What could and usually is, in cinema, a way to convey emotions is by framing facial expressions which usually follow or/and precede dialogue. Dumont simplifies this process and leaves any emotional identification more up to interpretation, and consequently having us rely on our own feelings as viewers to understand the characters depth rather than understanding the characters feelings – for as it seems, for Dumont, feelings are a rather difficult thing to express.

Dumont does this by montage. The main character, Demester, a weird but thoughtful looking guy, is with the girl he does not call his girlfriend, Barbe, on the day before he leaves to war. They are sitting before a bonfire in the French country side during winter. They are met by the guy who the Barbe recently met at a bar, Blondel, a pretty looking boy. Barbe and Blondel have sex right away in the parking lot. Demester watches this happen but does not react. Both Blondel and Demester are going to war and will be in the same brigade. Barbe is sitting between them. They simultaneously lay back in the grass. Barbe takes turns kissing them, leaning from one side to Demester then to Blondel, telling them how much she will miss them both. Demester sits up. He stares off in the distance, detached from the situation. After seeing his blank face for a while we cut to a silhouette of a tree in the distance with the flat and frozen winter country in the background. The tree has no leaves, it's branches reach out wildly in all directions. A few moments pass. And cut.

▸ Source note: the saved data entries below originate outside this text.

Issue #3089, opened 2019-10-07
Portrait pictures imported with LightRoom edits are displayed head-down


leclercj:
**Describe the bug**
When I'm importing portrait pictures in darktable previously edited with LightRoom, I got the images head-down in darktable

**To Reproduce**
1. Edit a portrait picture in LightRoom so that a LightRoom xmp file is created and associated to the picture in the disk.
2. Switch to darktable and import this same picture
3. See the picture displayed head down.

**Expected behavior**
Portrait picture displayed head up
(and LightRoom edits translated into darktable edits)

**Platform (please complete the following information):**
 - OS: linux
 - Version: 2.7.0+1956~g552a1d6f7

**Additional context**
- Same operation with darktable 2.4 and 2.6 was working fine.
- Same portrait picture imported in darktable 2.7 without the LightRoom xmp is correctly displayed (but LightRoom edits lost)

leclercj:
Sample of wrongly imported picture available here (too big for GitHub, so using We Transfer, link available 1 week only)
https://we.tl/t-noHrdVuZGV

TurboGit:
Thanks for reporting. I suppose this is due to the fix on orientation put in dartable which has not been propagated to the lightroom import module. I'll have a look.

leclercj:
Good progress with this https://github.com/darktable-org/darktable/pull/3100
It fixes my sample case, but not all cases.
I'll propose a complement PR after additional tests

TurboGit:
I was sure that some other cases where not properly fixed. I have no mean to test, so yes please open new PR for the other issues with what is needed to reproduce. Thanks a lot!

PR #3146, opened 2019-10-13
Fix orientation in LR import

leclercj:
This is to fix https://github.com/darktable-org/darktable/issues/3089
Covers all orientation/flip cases and tested with Lightroom 6
Difficult to share the test patterns, as Raw files are too large to be shared in GitHub

### DIFF
--- a/src/common/image.h
+++ b/src/common/image.h
@@ -89,6 +89,18 @@ typedef struct dt_image_raw_parameters_t
   unsigned user_flip : 8; // +8 = 32 bits.
 } dt_image_raw_parameters_t;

Sex in Dumont's films is often brutal and sad, and is always short. The girls never appear to get pleasure out of sex and the guy is always mechanical and numb. Demester and Barbe walk silently for some time to an isolated grassy area where they do not kiss, Barbe only pulls down her pants and says, "do you want me?" at which point Demester gets on top of Barbe. It is as though the characters in Dumont's films are simplified to their basic animal needs and that sex is the only means to some deeper connection. In "The Life of Jesus" the main boy and his girl are often in the background of a scene kissing at a slugs pace with no elevation of excitement, receiving no reaction from friends nearby, frozen in a suction like mouth to mouth. Likewise, in a scene in "Humanity" sex is shot from a wide angle in a long take revealing the banality of the act.

Shots of repetitive motions often last for awkwardly moments. As Demester is plowing though a field – he is a farmhand – with a tractor a close up of the blades slicing through mud and dirt underline the mere ugliness and mechanical repetitive nature of things. Shots and repetition like this persist in all Dumont's films. In "The Life of Jesus" it is the sight and sounds of the Scooters, the monotone kissing of the young couple, and in "Humanity," it is the legs of a man riding a bike, among others, which the viewer is forced to watch obsessively.

Above all Dumont is a moralist, however subtle. He shows us the thoughtlessness of our actions. Flandres is, in short, about a guy who does not know if he loves a girl. He leaves to war, and there he rapes, kills, witnesses killing, leaves behind a fellow soldier in order to save himself, gets lost, and is himself nearly killed in a few situations. His life is spared not by any of his good deeds, for there are few, instead his life is spared by none other than blind luck. He is not special. He is just lucky. And after having returned home to his little simple life in the French countryside, unable to verbalize this experiences to Barbe, the only words he is able to conjure up, after some difficulty, is I love you.